◆ PROBLEM TO SOLVE
Write out exactly the lines of the entries below from the one holding "1/f rotation mask" to the one holding "Yep. Well, I've", inclusive, and leave out all other lines.

◆ EXERCISE DATA

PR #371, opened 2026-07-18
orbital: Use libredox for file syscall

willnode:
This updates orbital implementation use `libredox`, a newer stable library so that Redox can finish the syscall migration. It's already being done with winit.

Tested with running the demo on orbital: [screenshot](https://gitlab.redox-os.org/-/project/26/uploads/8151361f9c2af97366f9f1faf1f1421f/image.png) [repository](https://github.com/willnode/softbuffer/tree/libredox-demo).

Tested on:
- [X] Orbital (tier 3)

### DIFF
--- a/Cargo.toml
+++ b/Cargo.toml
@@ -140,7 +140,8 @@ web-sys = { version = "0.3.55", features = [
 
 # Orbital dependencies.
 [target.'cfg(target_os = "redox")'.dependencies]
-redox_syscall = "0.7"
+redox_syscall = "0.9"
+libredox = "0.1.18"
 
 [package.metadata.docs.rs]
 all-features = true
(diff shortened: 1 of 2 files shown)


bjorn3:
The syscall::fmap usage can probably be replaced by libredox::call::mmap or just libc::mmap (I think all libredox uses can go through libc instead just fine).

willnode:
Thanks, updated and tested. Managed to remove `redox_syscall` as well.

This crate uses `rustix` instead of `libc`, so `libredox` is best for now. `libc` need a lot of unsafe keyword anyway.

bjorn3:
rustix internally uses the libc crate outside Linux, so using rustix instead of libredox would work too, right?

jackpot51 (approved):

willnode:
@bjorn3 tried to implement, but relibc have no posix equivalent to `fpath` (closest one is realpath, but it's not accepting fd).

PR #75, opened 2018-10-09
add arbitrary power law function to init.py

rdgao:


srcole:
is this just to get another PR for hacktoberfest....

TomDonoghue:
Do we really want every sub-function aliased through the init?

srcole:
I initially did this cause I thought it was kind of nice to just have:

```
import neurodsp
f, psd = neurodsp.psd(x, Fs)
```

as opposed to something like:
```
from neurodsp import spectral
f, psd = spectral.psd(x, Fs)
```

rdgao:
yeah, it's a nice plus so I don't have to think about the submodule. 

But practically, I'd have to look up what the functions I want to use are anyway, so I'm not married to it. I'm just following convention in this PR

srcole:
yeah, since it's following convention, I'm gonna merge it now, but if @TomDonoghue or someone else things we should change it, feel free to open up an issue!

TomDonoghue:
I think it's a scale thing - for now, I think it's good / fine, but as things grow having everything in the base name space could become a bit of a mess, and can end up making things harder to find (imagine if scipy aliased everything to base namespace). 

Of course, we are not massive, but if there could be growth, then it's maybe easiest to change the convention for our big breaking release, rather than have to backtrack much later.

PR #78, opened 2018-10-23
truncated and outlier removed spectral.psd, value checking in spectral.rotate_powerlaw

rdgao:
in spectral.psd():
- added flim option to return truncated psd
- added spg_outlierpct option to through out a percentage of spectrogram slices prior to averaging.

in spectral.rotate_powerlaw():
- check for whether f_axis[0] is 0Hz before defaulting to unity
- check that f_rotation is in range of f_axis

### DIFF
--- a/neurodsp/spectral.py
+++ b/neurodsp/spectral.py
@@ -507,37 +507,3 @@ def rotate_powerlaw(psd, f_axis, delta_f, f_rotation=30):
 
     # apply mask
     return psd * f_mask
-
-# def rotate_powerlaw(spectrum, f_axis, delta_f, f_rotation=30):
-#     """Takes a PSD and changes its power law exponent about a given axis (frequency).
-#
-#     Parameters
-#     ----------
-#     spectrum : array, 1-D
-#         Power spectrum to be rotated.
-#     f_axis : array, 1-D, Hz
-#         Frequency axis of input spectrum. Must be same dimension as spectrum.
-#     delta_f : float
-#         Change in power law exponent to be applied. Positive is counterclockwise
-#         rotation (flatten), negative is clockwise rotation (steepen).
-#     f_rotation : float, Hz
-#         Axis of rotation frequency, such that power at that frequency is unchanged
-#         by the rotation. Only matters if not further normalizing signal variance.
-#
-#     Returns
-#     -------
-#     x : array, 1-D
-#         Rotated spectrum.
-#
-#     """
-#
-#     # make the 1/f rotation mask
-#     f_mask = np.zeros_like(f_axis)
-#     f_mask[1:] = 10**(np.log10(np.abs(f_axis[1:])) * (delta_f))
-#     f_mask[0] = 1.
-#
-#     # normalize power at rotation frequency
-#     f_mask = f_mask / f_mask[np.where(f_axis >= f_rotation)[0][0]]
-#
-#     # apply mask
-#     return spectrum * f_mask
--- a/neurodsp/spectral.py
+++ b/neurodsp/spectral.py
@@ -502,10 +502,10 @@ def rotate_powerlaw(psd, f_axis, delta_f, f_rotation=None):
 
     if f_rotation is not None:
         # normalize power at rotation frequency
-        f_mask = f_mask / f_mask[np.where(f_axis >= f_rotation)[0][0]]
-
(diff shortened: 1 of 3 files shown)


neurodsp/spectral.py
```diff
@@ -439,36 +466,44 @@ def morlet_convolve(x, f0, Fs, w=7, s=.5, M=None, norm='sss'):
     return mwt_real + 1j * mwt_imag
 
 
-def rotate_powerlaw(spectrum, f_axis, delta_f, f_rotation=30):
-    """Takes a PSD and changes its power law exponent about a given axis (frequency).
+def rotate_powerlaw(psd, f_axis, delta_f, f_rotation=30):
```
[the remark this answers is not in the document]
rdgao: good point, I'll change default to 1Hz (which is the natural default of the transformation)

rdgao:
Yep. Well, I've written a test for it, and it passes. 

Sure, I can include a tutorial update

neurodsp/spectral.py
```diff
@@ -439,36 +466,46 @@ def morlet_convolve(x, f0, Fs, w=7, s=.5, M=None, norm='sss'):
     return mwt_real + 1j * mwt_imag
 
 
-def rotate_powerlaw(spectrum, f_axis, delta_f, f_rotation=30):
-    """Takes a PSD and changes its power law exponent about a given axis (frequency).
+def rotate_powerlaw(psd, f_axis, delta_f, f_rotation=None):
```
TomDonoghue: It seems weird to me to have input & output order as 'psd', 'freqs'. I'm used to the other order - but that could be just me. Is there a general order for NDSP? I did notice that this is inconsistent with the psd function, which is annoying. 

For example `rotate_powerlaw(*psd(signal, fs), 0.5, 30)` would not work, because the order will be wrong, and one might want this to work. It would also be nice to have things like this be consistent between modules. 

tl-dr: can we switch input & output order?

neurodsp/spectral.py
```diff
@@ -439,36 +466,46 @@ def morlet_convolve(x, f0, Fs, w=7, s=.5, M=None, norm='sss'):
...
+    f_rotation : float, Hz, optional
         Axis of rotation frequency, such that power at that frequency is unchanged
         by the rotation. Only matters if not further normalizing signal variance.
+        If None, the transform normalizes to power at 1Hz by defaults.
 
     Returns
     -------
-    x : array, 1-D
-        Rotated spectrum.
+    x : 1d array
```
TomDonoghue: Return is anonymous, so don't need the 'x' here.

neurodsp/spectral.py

◆ TASK ANSWER
-#     # make the 1/f rotation mask
-#     f_mask = np.zeros_like(f_axis)
-#     f_mask[1:] = 10**(np.log10(np.abs(f_axis[1:])) * (delta_f))
-#     f_mask[0] = 1.
-#
-#     # normalize power at rotation frequency
-#     f_mask = f_mask / f_mask[np.where(f_axis >= f_rotation)[0][0]]
-#
-#     # apply mask
-#     return spectrum * f_mask
--- a/neurodsp/spectral.py
+++ b/neurodsp/spectral.py
@@ -502,10 +502,10 @@ def rotate_powerlaw(psd, f_axis, delta_f, f_rotation=None):
 
     if f_rotation is not None:
         # normalize power at rotation frequency
-        f_mask = f_mask / f_mask[np.where(f_axis >= f_rotation)[0][0]]
-
(diff shortened: 1 of 3 files shown)


neurodsp/spectral.py
```diff
@@ -439,36 +466,44 @@ def morlet_convolve(x, f0, Fs, w=7, s=.5, M=None, norm='sss'):
     return mwt_real + 1j * mwt_imag
 
 
-def rotate_powerlaw(spectrum, f_axis, delta_f, f_rotation=30):
-    """Takes a PSD and changes its power law exponent about a given axis (frequency).
+def rotate_powerlaw(psd, f_axis, delta_f, f_rotation=30):
```
[the remark this answers is not in the document]
rdgao: good point, I'll change default to 1Hz (which is the natural default of the transformation)

rdgao:
Yep. Well, I've written a test for it, and it passes. 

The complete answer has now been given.